======== Dataset content ========
PR #2246, opened 2022-09-22
Compress data stored in indexed db via wasm-flate

cquiroz:
I've been learning a bit about wasm and thought we could benefit in some cases.
there is a compression wasm library we can use to compress the data stored in indexdb,[
We have seen an example using `pako` to do the same but `wasm-flate` claims to be seven time faster

image

This is also to test the waters about using `wasm` in places where it can be useful


cquiroz:
Some measurements on size reduction

ITC chart data from 190471 to 108419
AGS results from 2026 to 1107

cquiroz:
It seems this is blocked by
https://github.com/Menci/vite-plugin-wasm/issues/13

PR #2249, opened 2022-09-23
Better responsivness for the obs time editor

cquiroz:
These are just small improvements to the obs time editor, especially when we have reduced screen sizes

I also created a new `explore.scss` to start migrating the styles in less

Before
image

After
Explore 2022-09-23 10-53-55


toddburnside (approved):
LGTM

PR #2250, opened 2022-09-23
Update scala to 3.2.1-RC2, plus lucuma-react and other libs

toddburnside:


project/Settings.scala
```diff
@@ -217,6 +217,7 @@ object Settings {
 
     val LucumaReact = Def.setting(
       deps(
+        "edu.gemini" %%% "lucuma-react-table",
```
toddburnside, line 220: Reordered these dependencies to get rid of a compiler AssertionError. It is probably related to the ScalablyTyped generated facades having duplicates. A recent change to lucuma-react changed all of the generated facades to use `reactST` as the prefix. I think this changed the issues the scala 3 compiler is having.

cquiroz (approved):
LGTM

PR #2251, opened 2022-09-23
Fix tooltip at extreme zoom levels

cquiroz:
The target tooltip may get distorted at high magnification levels

This PR may help solve it

Before:
image

After:
image


toddburnside (approved):
I kind of like the `before` 😆 , but LGTM.

PR #2258, opened 2022-09-23
Vite plugin take 2

cquiroz:
This PR transform build.js and vite config to ES modules to let us upgrade vite-plugin-font and avoid having to do `npm install --force`


toddburnside (approved):
LGTM

PR #2351, opened 2022-10-19
Alternative table state persistence.

rpiaggio:
This PR implements a single hook to use tables with an external persistent store for the table state (`useReactTableWithStateStore`). The hook is general and should be moved to `lucuma-ui` or maybe even `lucuma-react`. It uses a trait `TableStateStore`. An implementation is provided that uses our user preferences DB.

The table's internal state is used directly, also in the `ColumnSelector`, thus avoiding the need to keep our own state for visibility or sorting.

Finally, the priority in which columns are sorted is now persisted.


common-graphql/src/main/resources/graphql/schemas/UserPreferencesDB.graphql
```diff
@@ -1140,6 +1140,7 @@ type LucumaTableColumnPreferences {
   columnId: String!
   createdAt: timestamptz
   sorting: LucumaSortDirectionEnum
+  sortingOrder: Int
```
cquiroz, line 1143: Neat

common/src/main/scala/explore/common/UserPreferencesQueries.scala
```diff
@@ -422,12 +450,26 @@ object UserPreferencesQueries:
...
 
-  extension (w: TableColumnPref)
-    def toInput(u: User.Id, t: TableId): LucumaTableColumnPreferencesInsertInput =
-      LucumaTableColumnPreferencesInsertInput(
-        userId = u.show.assign,
-        tableId = t.assign,
-        columnId = w.columnId.value.assign,
-        visible = w.visible.assign,
-        sorting = w.sorting.orIgnore
+  extension (tableColsPrefs: List[TableColumnPreferencesQuery.Data.LucumaTableColumnPreferences])
```
cquiroz, line 453: Is this more of a UI syntax rather than queries?

common/src/main/scala/explore/utils/TableHooks.scala
```diff
@@ -4,104 +4,90 @@
...
-        TableColumns
-          .queryColumns[IO](params.userId, params.tid)
-          .flatMap(r =>
-            prefs
-              .set(allColumns.withStored(r.lucumaTableColumnPreferences).sortBy(_.columnId.value))
-              .to[IO]
+  private def hook[T] =
+    CustomHook[TableOptionsWithStateStore[DefaultA, T]]
+      .useReactTableBy(_.tableOptions)
+      .useState(false) // prefsDone
```
cquiroz, line 40: I'm finding clearer to use NewTypes instead of boolean for these states, WDYT?

explore/src/main/scala/ColumnSelector.scala
```diff
@@ -14,10 +13,9 @@ import react.semanticui.modules.dropdown.*
 import reactST.{tanstackTableCore => raw}
 
 case class NewColumnSelector[T](
-  table:         raw.mod.Table[T],
-  columnNames:   Map[String, String],
-  hiddenColumns: View[List[TableColumnPref]],
-  clazz:         Css = Css.Empty
+  table:       raw.mod.Table[T],
+  columnNames: Map[String, String],
```
cquiroz, line 17: is it a map of `name` to ...?

explore/src/main/scala/explore/config/SpectroscopyModesTable.scala
```diff
@@ -454,36 +455,26 @@ private object SpectroscopyModesTable extends TableHooks:
...
-      .useReactTableBy((_, _, _, rows, _, _, cols, _, prefs) =>
-        TableOptions(
-          cols,
-          rows,
-          getRowId = (row, _, _) => row.id.toString,
-          enableSorting = true,
-          initialState = raw.mod
-            .InitialTableState()
-            .setSorting(toSortingRules(prefs.get.sortingColumns))
+      .useReactTableWithStateStoreBy((props, ctx, _, rows, _, _, cols, _) =>
```
cquiroz, line 459: Nice

common/src/main/scala/explore/common/UserPreferencesQueries.scala
rpiaggio: Not sure, these are extensions to the result type of `TableColumnPreferencesQuery`.

explore/src/main/scala/ColumnSelector.scala
rpiaggio: id -> label

There was a `ColumnId` newtype which is lost here. I do think we should use it though but it wasn't straightforward to use it consistently everywhere. I'm thinking of adding it to the facade.

common/src/main/scala/explore/common/UserPreferencesQueries.scala
cquiroz: yes but mixed with UI code for the table

rpiaggio: Yup, it translates the query result into table state. I'm open to moving it elsewhere. Do you have a suggestion? Its own file maybe?

explore/src/main/scala/ColumnSelector.scala
rpiaggio: I changed this to a function, it doesn't have to be a `Map`.

common/src/main/scala/explore/common/UserPreferencesQueries.scala
rpiaggio: I started extracting this and realized the whole implementation of `TableStateStore` (lines 392-445) has this characteristic of addressing both the user preferences DB and the table state. I suggest we leave everything together, either here, or moving the whole `TableStateStore` + extensions into a `TableColumnUserPreferences`.

After all, interacting with table state is as much UI as interacting with the grid layout or charts.

Maybe it will look better if we evolve the table facade to use friendlier types other than the `raw` ones, which I'd like to do at some point.

cquiroz: 👍

cquiroz (approved):
LGTM, remember to migrate the other user dbs

toddburnside (approved):
Very cool. LGTM

PR #2352, opened 2022-10-19
Update to Cats Effect 3.4.0-RC2

armanbilge:


explore/src/main/scala/explore/Explore.scala
```diff
@@ -189,7 +189,7 @@ object ExploreMain extends IOApp.Simple {
       }
 
     (for {
-      dispatcher       <- Dispatcher[IO]
+      dispatcher       <- Dispatcher.parallel[IO]
```
armanbilge, line 192: Cats Effect 3.4.0 introduces two new `Dispatcher` modes.
1. `Dispatcher.parallel`: creates a new fiber for each task and runs them in parallel
2. `Dispatcher.sequential`: runs tasks one-by-one on a single fiber

The "sequential" `Dispatcher` is far better optimized, because it does not have the overhead of a a fiber-per-task. But it is not safe to use it globally: while the `Dispatcher` is busy with one task (even if it is waiting for an async callback) it will be unable to run any other tasks.

Since these `Dispatcher`s are globally shared across many components, we can use the "parallel" `Dispatcher` for now. But in the long-term creating a "sequential" `Dispatcher` per-component can be more efficient.

rpiaggio (approved):
LGTM, this poses an interesting challenge of how to manage dispatchers.

Also, there's another dispatcher inside scalajs-react.

armanbilge:
> LGTM, this poses an interesting challenge of how to manage dispatchers.

Yes it does. The new sequential `Dispatcher` can be counter-intuitive: when I did the upgrade in FS2, in some places I realized that actually you want _two_ sequential `Dispatcher`s to replace a single parallel `Dispatcher` e.g. one for reading and one for writing.

- https://github.com/typelevel/fs2/pull/3000#discussion_r984074090

The new sequential mode heavily favors for creating highly-localized `Dispatcher`s that are effectively single-purpose.

toddburnside (approved):
LGTM

cquiroz (approved):
Yes, let's test this

PR #2353, opened 2022-10-19
Use primereact for View Sequence dialog

toddburnside:


cquiroz:
Screenshots?

toddburnside:
It doesn't look a lot different. Except for the cheerful button, of course.
image

common/src/main/scala/explore/components/ui/ExploreStyles.scala
```diff
@@ -371,6 +371,9 @@ object ExploreStyles {
   val TargetSummarySubRowCell: Css = Css("explore-target-summary-subrow-cell")
   val ConstraintsSummaryEdit: Css  = Css("explore-constraints-summary-edit")
 
+  object Dialog: // SUI has Mini, Tiny, Small, Large and Fullscreen.
+    val Small: Css = Css("pl-dialog-small")
```
cquiroz, line 375: Should these go to `PrimeStyle` eventually?

explore/src/main/scala/explore/config/SequenceEditorPopup.scala
```diff
@@ -36,41 +35,38 @@ object SequenceEditorPopup:
   private val component =
     ScalaFnComponent
       .withHooks[Props]
-      .useState(false)        // isOpen
+      .useStateView(false)    // isOpen
```
cquiroz, line 38: I've been trying to switch these to use `NewTypes` to make them more readable

cquiroz (approved):
LGTM

common/src/main/scala/explore/components/ui/ExploreStyles.scala
toddburnside: I don't know. The CSS depends on the breakpoints we set in explore. It doesn't seem like the `Css` should go there if it isn't backed by actual styles.

explore/src/main/scala/explore/config/SequenceEditorPopup.scala
toddburnside: Sure, I can switch those in the morning.

common/src/main/scala/explore/components/ui/ExploreStyles.scala
toddburnside: It's possible we could move it all to Lucuma UI to be used across lucuma projects.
========
- About this exercise -
Copy the lines from the entries above in which the word "switch" appears.

- Response -
cquiroz, line 38: I've been trying to switch these to use `NewTypes` to make them more readable
toddburnside: Sure, I can switch those in the morning.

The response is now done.